Yes I went through this with my child and we have survived and have some success. I never tell him I notice things that are different and I always made him think he was helping me or other kids that are going through things I never let on that I was worried about him or I thought he was different than any other kid. I did what others said , found things that he was interested in like sports or classes. I secretly told teachers or coaches about my social concerns so they could be aware support him and encourage any potential friendships.

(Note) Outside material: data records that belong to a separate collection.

Issue #107, opened 2019-10-09
Error Starting Operator Container


seanmalloy:
## What happens?

Using the `dev` image tag in quay.io we receive the below error when starting the eunomia operator container image.

```
$ kubectl logs -n eunomia-operator eunomia-operator-6674865f86-6l6qv
standard_init_linux.go:203: exec user process caused "no such file or directory"
```

## What were you expecting to happen?

I'm expecting the eunomia operator container to start up without error.

## Steps to reproduce: 

* installer the operator in minikube - https://github.com/KohlsTechnology/eunomia#installing-eunomia
* use the "dev" tag from quay.io instead of the "latest" tag when executing the above install steps
* run `kubectl logs` for the eunomia operator pod to see the error message

## Any errors, stacktrace, logs? 

See error above.

## Environment:

* quay.io `dev` tag

## Additional comments:

n/a

seanmalloy:
Closed by #114

PR #137, opened 2019-11-06
Test dev and latest image tags

shaikmdrafi:
##  Description

It will add the capability to test image 

This commit is added so that we can automatically catch issues like  #107 in the future.
It verifies "dev" tag eunomia operator container image from quay.io can be successfully started in a minikube cluster.

## Type of change

## Environment

### DIFF
--- a/scripts/e2e-test.sh
+++ b/scripts/e2e-test.sh
@@ -47,3 +47,24 @@ operator-sdk test local ./test/e2e --namespace "$TEST_NAMESPACE" --up-local --no
 helm template deploy/helm/eunomia-operator/ \
   --set eunomia.operator.deployment.enabled= \
   --set eunomia.operator.namespace=$TEST_NAMESPACE | kubectl delete -f -
+
+helm template deploy/helm/eunomia-operator/ \
+  --set eunomia.operator.image.tag=dev \
+  --set eunomia.operator.namespace=$TEST_NAMESPACE | kubectl apply -f -
+
+sleep 30
+
+podname=$(kubectl get pods  -o jsonpath='{range .items[*]}{.metadata.name}{"\n"}{end}' -n $TEST_NAMESPACE)
+
+if kubectl exec "${podname}" date -n $TEST_NAMESPACE
+then
+  echo "Pod is Healthy"
+else
+  echo "Pod is not Healthy"
+  exit 1
+fi
+
+helm template deploy/helm/eunomia-operator/ \
+  --set eunomia.operator.image.tag=dev \
+  --set eunomia.operator.namespace=$TEST_NAMESPACE | kubectl delete -f -
+


scripts/test-eunomia.sh
```diff
@@ -0,0 +1,47 @@
+#!/usr/bin/env bash
+set -eu
```
akavel: Would it be ok to change this to `set -euo pipefail`?

scripts/test-eunomia.sh
```diff
@@ -0,0 +1,47 @@
...
+
+deploy_dev_image() {
+	echo "Deploying Dev Image Tag"
+	helm template deploy/helm/eunomia-operator/ | kubectl apply -f -
```
akavel: Why we need this in addition to l.9?

scripts/test-eunomia.sh
```diff
@@ -0,0 +1,47 @@
...
+	echo "Waiting for pod to come up"
+	sleep 30
+}
+
+deploy_latest_image() {
+	printf "\n\n********* Testing Latest image Tag *********\n"
+	helm template deploy/helm/eunomia-operator/ --set eunomia.operator.image.tag=latest | kubectl apply -f -
+	echo "Waiting for pod to come up"
+	sleep 30
+}
```
akavel: why there are so many differences in deploy_latest_image vs. deploy_dev_image? I would expect they both could be nearly identical, what are the reasons they need to be so different?

scripts/test-eunomia.sh
```diff
@@ -0,0 +1,47 @@
...
+
+check_image() {
+	IMAGE_TYPE="$1"
```
akavel: can we use a `local` env variable here?

scripts/test-eunomia.sh
```diff
@@ -0,0 +1,47 @@
+#!/usr/bin/env bash
+set -eu
+
+deploy_dev_image() {
+	echo "Deploying Dev Image Tag"
+	helm template deploy/helm/eunomia-operator/ | kubectl apply -f -
+	sleep 20
+	kubectl config set-context --current --namespace=eunomia-operator
```
akavel: 1. shouldn't we use a test namespace, as in e2e-test.sh?
2. the test doesn't seem to clean up the namespace before starting, so if there is already operator running in it, the test could misleadingly succeed even if kubectl apply below fails, no?
3. also, doesn't `kubectl config set-context` change the namespace permanently for the user of the script, even after the script ends? I don't think we should do something like that, why not modify the namespace only temporarily with helm, as in e2e-test.sh?

akavel:
In PR description and commit message, please add info which issue number this is related to.

scripts/test-eunomia.sh
shaikmdrafi: In deploy_dev_image  function
1) setting namespace  
2) applying all resources in  (deploy/helm/eunomia-operator/)

I believe those are not required  again while using latest tag ,so  ignored .

scripts/test-eunomia.sh
shaikmdrafi: yes we can use, I will change that .

scripts/test-eunomia.sh
akavel: ah; but then we could move those outside the 1st function, as a common preparation for both functions, and then the 2 functions could really be unified to just a 1 function with  1 parameter, no?

scripts/test-eunomia.sh
shaikmdrafi: Its a kind of duplicate , and its fixed

scripts/test-eunomia.sh
shaikmdrafi: Done with suggested changes .

scripts/test-eunomia.sh
shaikmdrafi: done

scripts/e2e-test.sh
```diff
@@ -44,6 +44,8 @@ helm template deploy/helm/eunomia-operator/ \
```
seanmalloy: Can we just add the code from shell function `check_image()` here? Then I think could get rid of the `cripts/test-eunomia.sh` script.

shaikmdrafi: @seanmalloy Removed ` test-eunomia.sh` added pod status check in `e2e-test.sh` itself .

scripts/e2e-test.sh
```diff
@@ -42,6 +42,22 @@ helm template deploy/helm/eunomia-operator/ \
...
+podname=$(kubectl get pods  -o jsonpath='{range .items[*]}{.metadata.name}{"\n"}{end}' -n $TEST_NAMESPACE)
+
+if kubectl exec "${podname}" date -n $TEST_NAMESPACE
+   then
+     echo "Pod is Healthy"
+       else
+     echo "Pod is not Healthy"
+       exit 1
+fi
+
```
seanmalloy: Please move this entire block to the end of the script. I missed this detail in my first review. Sorry.

Also please add the below `helm` command at the very end ...

```
helm template deploy/helm/eunomia-operator/ \
  --set eunomia.operator.namespace=$TEST_NAMESPACE | kubectl delete -f -
```

shaikmdrafi: @seanmalloy Ok i can add `helm` very end . But i have to cleanup(delete)  namespace  again . 
Can we just add After `operator-sdk test local ...` command ?

scripts/e2e-test.sh
seanmalloy: Yes, I believe that will work.

scripts/e2e-test.sh
```diff
@@ -47,3 +47,24 @@ operator-sdk test local ./test/e2e --namespace "$TEST_NAMESPACE" --up-local --no
...
+podname=$(kubectl get pods  -o jsonpath='{range .items[*]}{.metadata.name}{"\n"}{end}' -n $TEST_NAMESPACE)
+
+if kubectl exec "${podname}" date -n $TEST_NAMESPACE
+   then
+     echo "Pod is Healthy"
+       else
+     echo "Pod is not Healthy"
+       exit 1
+fi
```
akavel: Please fix indentation in the `if` block above. Let's keep our code neat and tidy.

scripts/e2e-test.sh
```diff
@@ -47,3 +47,24 @@ operator-sdk test local ./test/e2e --namespace "$TEST_NAMESPACE" --up-local --no
...
+
+helm template deploy/helm/eunomia-operator/ \
+  --set eunomia.operator.deployment.enabled= \
+  --set eunomia.operator.namespace=$TEST_NAMESPACE | kubectl delete -f -
```
akavel: I think we don't need this command, because it is already done in l.47-49; instead, we want the lines that Sean suggested, to delete resources that were created in l.51-53; or am I missing something?

shaikmdrafi: `helm` command in LineNo: 51-53  will recreate all  required NS,SA,CRD's etc.... So just to make sure everything is cleaned properly using delete here.

scripts/e2e-test.sh
shaikmdrafi: Done

scripts/e2e-test.sh
akavel: I completely agree we need to delete the CRDs; but for doing this, how is l.67-69 better than what Sean proposed, i.e.:

```
helm template deploy/helm/eunomia-operator/ \
  --set eunomia.operator.namespace=$TEST_NAMESPACE | kubectl delete -f -
```

?

shaikmdrafi: Just tested and realised proposed `helm` command also deleting all resources that are created .

shaikmdrafi: Done with suggested changes. Kindly review 
Thanks @akavel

If I had friends ect who had kids of any age I would invite them and their kids over. IF i had relatives with kids of any age i would invite them over. Sometimes if they have lost confidence in who they are having a kid who is younger is less intimidating. I would tell him he was doing me a favor entertaining these kids so i could talk to the grownups. If he seemed to talk to anyone i had the leader assign them to work to gether pair them up encourage it behind his back. I would ask about this kid and encourage him to invite him to something that was a short limited amount of time with limited social interaction ie: a movie. If that went well, a short limited amount of time that required more interaction where I was present ie as a driver, in the house to observe and intercede if necessary. This connected them somewhat gave them common good experiences with which to build a relationship on. I would encourage these relationships like I was trying to build a fire, a little bit more kindeling, blowing on it. add some wood, watch , blow ect. He has established a few friends, he is accepted, he still is not a social seeking person but he is content, and has an outlet. Hope this helps.